EXERCISE GOAL
Only the lines of the data holding the string "such" need to be returned.
-------- EXERCISE DATA
PR #1116, opened 2019-08-05
Fix GetObject tests to use SigV4 constructor

palpatim:
*Issue #, if available:*

For backwards compatibility, the  no-arg constructor for `AmazonS3Client` uses SigV2 signing unless overridden. As this signing method is deprecated and on a removal path by the S3 service, we want to migrate our integration tests to not use it. 

We made this migration initially, but forgot a couple of instances of the no-arg constructor that were in use by tests. This change migrates documentation and one of the missed tests.

*Description of changes:*

### DIFF
--- a/CHANGELOG.md
+++ b/CHANGELOG.md
@@ -1,5 +1,14 @@
 # Change Log - AWS SDK for Android
 
+## [Release 2.15.0](https://github.com/aws/aws-sdk-android/releases/tag/release_v2.15.0)
+
+### Mis. Updates
+
+- **Breaking Changes**
+  - Removed deprecated SDKGlobalConfiguration options:
+    - `ENABLE_S3_SIGV4_SYSTEM_PROPERTY`
+    - `ENFORCE_S3_SIGV4_SYSTEM_PROPERTY`
+
 ## [Release 2.14.2](https://github.com/aws/aws-sdk-android/releases/tag/release_v2.14.2)
 
 ### New Features
--- a/README.md
+++ b/README.md
@@ -134,7 +134,7 @@ private class S3Example extends AsyncTask<Void,Void,Void>{
                 Regions.SELECT_YOUR_REGION // Region enum
             );
 
-            AmazonS3Client s3Client = new AmazonS3Client(credentialsProvider);
+            AmazonS3Client s3Client = new AmazonS3Client(credentialsProvider, Regions.getRegion(Regions.SELECT_YOUR_REGION));
             File fileToUpload = YOUR_FILE;
             //(Replace "MY-BUCKET" with your S3 bucket name, and "MY-OBJECT-KEY" with whatever you would like to name the file in S3)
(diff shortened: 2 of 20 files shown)


desokroshan:
Changes look good but there seems to be other usages of the `AmazonS3Client` default constructor and `AmazonS3Client(credentialsProvider)` constructor such as the following which do not have region in them : 

https://github.com/aws-amplify/aws-sdk-android/blob/7ba0f6f9e14e87708cd68d0821d7991c51016124/aws-android-sdk-s3/src/test/java/com/amazonaws/services/s3/Amazons3ClientTest.java#L50

https://github.com/aws-amplify/aws-sdk-android/blob/9a8021bea46a8503f4e67c782146924fd1f75a56/aws-android-sdk-s3/src/test/java/com/amazonaws/services/s3/TransferUtilityTest.java#L67

https://github.com/aws-amplify/aws-sdk-android/blob/7ba0f6f9e14e87708cd68d0821d7991c51016124/aws-android-sdk-s3/src/test/java/com/amazonaws/services/s3/Amazons3ClientTest.java#L196

Are these overridden to use SigV4 and not need migration?
Note : Above is not an exhaustive list of the occurrences of said constructors.

kvasukib:
@desokroshan The ones you pointed out are unit tests, so they don't make a call to S3. However, we can change it to use the constructor with the region.

We should be checking for *IntegrationTest.java, if there is one that uses the constructor without a region.

desokroshan:
Following are some of the integration tests that use the prohibited constructor : 

https://github.com/aws-amplify/aws-sdk-android/blob/881bb946777a56488c659c8ef8c210d1bf689f3d/aws-android-sdk-s3-test/src/androidTest/java/com/amazonaws/services/s3/S3SkipByteDigestIntegrationTest.java#L48

https://github.com/aws-amplify/aws-sdk-android/blob/881bb946777a56488c659c8ef8c210d1bf689f3d/aws-android-sdk-s3-test/src/androidTest/java/com/amazonaws/services/s3/S3InterruptIntegrationTest.java#L54

https://github.com/aws-amplify/aws-sdk-android/blob/881bb946777a56488c659c8ef8c210d1bf689f3d/aws-android-sdk-s3-test/src/androidTest/java/com/amazonaws/services/s3/model/GeneratePresignedUrlRequestIntegrationTest.java#L63

Also, there are integration tests other S3 which use Amazon S3 client constructor without region such as the following : 

https://github.com/aws-amplify/aws-sdk-android/blob/3bf480cbe82117d67101783267093b8049f90ed5/aws-android-sdk-ddb-mapper-test/src/androidTest/java/com/amazonaws/mobileconnectors/dynamodbv2/dynamodbmapper/S3ClientCacheIntegrationTest.java#L60

palpatim:
Thanks for the callout--I should have checked across the entire test base for uses of the deprecated constructor.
----------------
ANSWER TO THIS EXERCISE
Changes look good but there seems to be other usages of the `AmazonS3Client` default constructor and `AmazonS3Client(credentialsProvider)` constructor such as the following which do not have region in them : 
Also, there are integration tests other S3 which use Amazon S3 client constructor without region such as the following : 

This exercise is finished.